Collecting External Data for Python.

Or, Delete the Intermediate When Collecting Data.
python
data
r
rda
download
Published

October 26, 2022

While preparing for some upcoming blog posts taking material from Design and Analysis of Experiments With R by John Lawson, I wanted to convert the problems and solutions from R code to Python code. Diong this will require using the real data and - luckily - the data from the book is online on Github. Due to how these packages are, the data is uploaded and kept as binary data which we can use. Unfortunately, the data is in the .rda format which doesn’t convert easily into python.

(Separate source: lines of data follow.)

PR #1010, opened 2026-06-10
feat(supabase): add W3C trace context propagation support

grdsdev:
## Summary

Adds protocol-based W3C trace context propagation to `SupabaseClient`, mirroring the `tracePropagation` option from supabase-js v2.106.0. A new `TraceContextProvider` protocol lets users inject `traceparent` / `tracestate` headers into every outgoing HTTP request without introducing any OTel library dependency in the SDK.

## Changes

- `Sources/Supabase/TraceContext.swift`: new `TraceContextProvider` protocol with DocC docs and an opentelemetry-swift usage example
- `Sources/Supabase/Types.swift`: `tracePropagation: (any TraceContextProvider)?` added to `GlobalOptions` (default `nil`, fully backward-compatible)
- `Sources/Supabase/SupabaseClient.swift`: trace headers injected in `adapt(request:)` (PostgREST / Storage / Functions), Auth fetch closure, and Realtime V2 default fetch closure — all four sub-clients covered
- `Tests/SupabaseTests/SupabaseClientTests.swift`: 3 new tests — header injection via PostgREST path, nil-provider no-op, Auth-path coverage; URLProtocol stub guarded with `NSLock` against the delegate-queue data race

## Usage

```swift
import OpenTelemetryApi

struct OTelTraceContextProvider: TraceContextProvider {
    func traceContext() -> [String: String] {
        guard let span = OpenTelemetry.instance.contextProvider.activeSpan else { return [:] }
        let traceId = span.context.traceId.hexString
        let spanId  = span.context.spanId.hexString
        return ["traceparent": "00-\(traceId)-\(spanId)-01"]
    }
}

let supabase = SupabaseClient(
    supabaseURL: url,
    supabaseKey: key,
    options: SupabaseClientOptions(
        global: .init(tracePropagation: OTelTraceContextProvider())
    )
)
// All sub-client requests now carry: traceparent: 00-<trace-id>-<span-id>-01
```

## Test plan

- [x] `testTracePropagationInjectsTraceParentHeader` — PostgREST path gets `traceparent`
- [x] `testTracePropagationIsNoOpWhenNil` — no header when provider is nil
- [x] `testTracePropagationInjectsHeaderIntoAuthRequests` — Auth path gets `traceparent`
- [x] Full `SupabaseTests` suite: 8/8 passing
- [x] Full package suite: all pre-existing tests unchanged (Storage/Realtime integration failures are pre-existing, require a live Supabase instance)

## Linear

Closes SDK-1043

### DIFF
--- a/Examples/Examples.xcodeproj/project.pbxproj
+++ b/Examples/Examples.xcodeproj/project.pbxproj
@@ -62,6 +62,8 @@
 		79FEFFC52B078D7900D36347 /* Models.swift in Sources */ = {isa = PBXBuildFile; fileRef = 79FEFFC42B078D7900D36347 /* Models.swift */; };
 		79FEFFC72B078FB000D36347 /* SwiftUIHelpers.swift in Sources */ = {isa = PBXBuildFile; fileRef = 79FEFFC62B078FB000D36347 /* SwiftUIHelpers.swift */; };
 		79FEFFC92B0797F600D36347 /* AvatarImage.swift in Sources */ = {isa = PBXBuildFile; fileRef = 79FEFFC82B0797F600D36347 /* AvatarImage.swift */; };
+		AA110004AA110004AA110004 /* OpenTelemetryApi in Frameworks */ = {isa = PBXBuildFile; productRef = AA110002AA110002AA110002 /* OpenTelemetryApi */; };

There is a package for this to convert the data: pyreadr. Which we’re doing to use to convert the data into a dataframe Python understands. Sadly, this package doesn’t handle urls so we’ll need to download the data first. We could clone out the whole repository to collect the data but then we’d have to start manually managing the data - which I don’t want to do.

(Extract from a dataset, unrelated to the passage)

PR #1026, opened 2026-06-17
ci: wire up SDK compliance CI check

grdsdev:
Part of [SDK-992](https://linear.app/supabase/issue/SDK-992/ci-check-1-block-prs-adding-public-api-not-in-capability-matrix).

### `.github/workflows/validate-capabilities.yml` — updated to run on every PR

After a bit of working around, we can use the tempfile builtin package from Python to create a temporary file to dump the data into. This is useful since these will be deleted after it’s .close() is called on the file. But, we’ll want a Named version since we want this accessible to the file system: > This function operates exactly as TemporaryFile() does, except that the file is guaranteed to have a visible name in the file system (on Unix, the directory entry is not unlinked). That name can be retrieved from the name attribute of the returned file-like object. Whether the name can be used to open the file a second time, while the named temporary file is still open, varies across platforms (it can be so used on Unix; it cannot on Windows).

Source

We’ll use the requests library to pull the data from the internet since it’s builtin and easy to use.

# !pip install pyreadr
import pyreadr as pyr
import tempfile as tmp
import requests as r

One caveat here is that you’ll need to rewind the read location in the file to read the temporary file otherwise you’ll get an LibrdataError: Unable to read from file.

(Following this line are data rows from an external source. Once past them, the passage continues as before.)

PR #1027, opened 2026-06-18
test: E2E failure case — unregistered symbol

grdsdev:
This PR adds `AuthClient.signInWithMagicLink` which is NOT in `sdk-compliance.yaml`. The compliance check should hard-fail. **Delete after E2E testing.**


grdsdev:
E2E test complete — compliance check correctly blocks unregistered symbols. Closing test PR.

with tmp.NamedTemporaryFile() as f:
    something = r.get("https://github.com/cran/daewr/raw/master/data/Apo.rda").content
    f.write(something)
    f.seek(0)
    data = pyr.read_r(f.name)['Apo']

data.head(15).T
0 1 2 3 4 5 6 7 8 9 10 11 12 13 14
lab A A A A A A A B B B B B B B B
conc 1.195 1.144 1.167 1.249 1.177 1.217 1.187 1.155 1.173 1.171 1.175 1.153 1.139 1.185 1.144

There we go! You can use this as a simple way to collect data from the internet and feed it into a package which doesn’t support urls to read in data. You can expect its usage in the near future while I work through the textbook.